The lines to copy are those in the records below that hold the word "prefix".
Content starts
PR #261, opened 2026-09-03
feat: add compact live UTXO view to ScriptIndex

### LINKED ISSUE #225: Add a compact live UTXO view and modes to ScriptIndex

gosunuts:
Closes #225

## Summary
- Add the compact `ScriptLive` column family with empty-valued `script-hash-prefix || full-outpoint` rows.
- Track `TxLookup`, `ScriptHistory`, and `ScriptLive` watermarks independently; implement `scriptindex=utxo` and `scriptindex=full` modes.
- Anchor Live deletes and rollback restores to authoritative undo scripts, handle same-block cancellation/BIP30 replacement, and match UTXO admission rules.
- Resolve Live locators against one stable authoritative UTXO view with exact script checks and rebuild/stamp the view safely after restoration.
- Add Redb support and contract/regression coverage.

## Validation
- `cargo test -p bitcoin-rs-index --tests` (67 passed)
- `cargo test -p bitcoin-rs-index --no-default-features --features redb --tests` (68 passed)
- `cargo test -p bitcoin-rs-utxo --lib` (58 passed)
- Redb storage contract/prefix tests (16 passed)
- Linux production `cargo check` for Fjall and Redb node builds

The branch also includes the latest `origin/main` merge.


metaphorics:
@greptileai

metaphorics:
@sourcery-ai review

metaphorics:

metaphorics:

metaphorics:

metaphorics:

metaphorics:

metaphorics:

metaphorics:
Content ends
ANSWER TO THE EXERCISE:
- Add the compact `ScriptLive` column family with empty-valued `script-hash-prefix || full-outpoint` rows.
- Redb storage contract/prefix tests (16 passed)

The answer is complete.